1. Technical Field
The embodiments described herein relate to a semiconductor memory apparatus, and more particularly, to a wafer test trigger signal generating circuit, a wafer test circuit using the same, and a semiconductor memory apparatus having the same.
2. Related Art
In general, when a semiconductor memory apparatus is tested in a wafer state, the semiconductor memory apparatus enters various test modes by using a plurality of specific addresses. For example, the semiconductor memory apparatus enters the various test modes by setting one of specific address signals ‘add<0:4>’ as a trigger signal ‘add<4>’ and decoding remaining specific address signals ‘add<0:3>’. Here, the trigger signal ‘add<4>’ serves as a factor to determine the decoding timing of the remaining specific address signals ‘add<0:3>’. The trigger signal ‘add<4>’ is controlled by a test apparatus such that the trigger signal ‘add<4>’ can be enabled at the center of the pulse of the remaining specific addresses ‘add<0:3>’.
In order to allow the semiconductor memory apparatus of the wafer state to enter the test modes by using the test apparatus, connection lines are necessary to connect the test apparatus to the semiconductor memory apparatus.
FIG. 1 is a timing diagram showing conventional address skews input into a semiconductor memory apparatus of a wafer state from a test apparatus. In FIG. 1, when the first address signal ‘add<0>’ is transitioned to a high level, the second to fourth address signals ‘add<1>, add<2>’, and ‘add<3>’ must be also transitioned to a high level. However, due to the characteristics of the test apparatus, it is difficult to precisely determine the transition timing of the first to fourth address signals ‘add<0>’ to ‘add<3>’ input into the semiconductor memory apparatus.
In addition, the test apparatus must control the transition timing of the first to fourth address signals ‘add<0>’ to ‘add<3>’ by taking into consideration characteristics of the lines connected to the semiconductor memory apparatus and the test apparatus, so it is more difficult to precisely determine the transition timing of the first to fourth address signals add ‘<0>’ to ‘add<3>’.

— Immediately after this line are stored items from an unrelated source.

PR #270, opened 2026-02-19
Casting aggregate output columns to their expected types

joosthooz:
To fix a type mismatch error downstream, this PR adds a casting step at the end of aggregation that checks the types of the output columns and casts them to the expected types (set during plan creation) if needed.

### DIFF
--- a/src/include/data/data_batch_utils.hpp
+++ b/src/include/data/data_batch_utils.hpp
@@ -16,15 +16,22 @@
 
 #pragma once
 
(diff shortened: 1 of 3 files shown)


joosthooz:
closed in favor of #272

joosthooz:
For more context; this solution casts a far too wide net, and besides that it can cause trouble with our implementation of AVG (creating a sum and count and then performing the avg calculation at the end)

In FIG. 1, if a skew (deviation of transition timing) of the second to fourth address signals ‘add<1>, ‘add<2>’, and ‘add<3>’ occurs on the basis of the first address signal ‘add<0>’ and a skew of a signal used as a trigger signal ‘add<4>’ occurs, then the semiconductor memory apparatus may not enter the test mode required by a tester. By way of the example described below and shown in FIG. 1, a presumption is made that the tester introduces the semiconductor memory apparatus into the test mode in which the first to fourth address signals ‘add<0>’ to ‘add<3>’ are set to a high level.
In FIG. 1, situation A including the trigger signal ‘add<4>’ being transitioned in the normal timing even if the skew of the first to fourth address signals ‘add<0>’ to ‘add<3>’ occurs. Accordingly, in a state in which the first to fourth address signals ‘add<0>’ to ‘add<3>’ are set to a high level, the first to fourth address signals ‘add<0>’ to ‘add<3>’ are decoded so that the semiconductor memory apparatus can enter the test mode required by the tester.
In situations B and C, the skew of the first to fourth address signals ‘add<0>’ to ‘add<3>’ occurs and the skew of the trigger signal ‘add<4>’ also occurs. In the situation B, the semiconductor memory apparatus enters the test mode under the condition that the first address signal ‘add<0>’ is at a high level, the second address signal ‘add<1>’ is at a high level, the third address signal ‘add<2>’ is at a low level, and the fourth address signal ‘add<3>’ is at a high level. In the situation C, the semiconductor memory apparatus enters the test mode under the condition that the first address signal ‘add<0>’ is at a high level, the second address signal ‘add<1>’ is at a low level, the third address signal ‘add<2>’ is at a high level, and the fourth address signal ‘add<3>’ is at a high level.
Thus, the wafer test circuit of the semiconductor memory apparatus, which is generally used to allow the semiconductor memory apparatus of the wafer state to enter the test mode, cannot enter the test mode required by the tester, so that the test time and the test cost may increase.
Accordingly, one of the specific addresses must be used as the trigger signal and the remaining specific addresses must be decoded in order to allow the semiconductor memory apparatus of the wafer state to enter the test mode. Here, the semiconductor memory apparatus receives the address used as the trigger signal and the addresses to be decoded from the test apparatus through lines. Thus, as shown in FIG. 1, due to the characteristics of the lines that connect the test apparatus to the semiconductor memory apparatus, the semiconductor memory apparatus cannot enter the test mode required by the tester if the skew between the address used as the trigger signal and the addresses to be decoded becomes severe.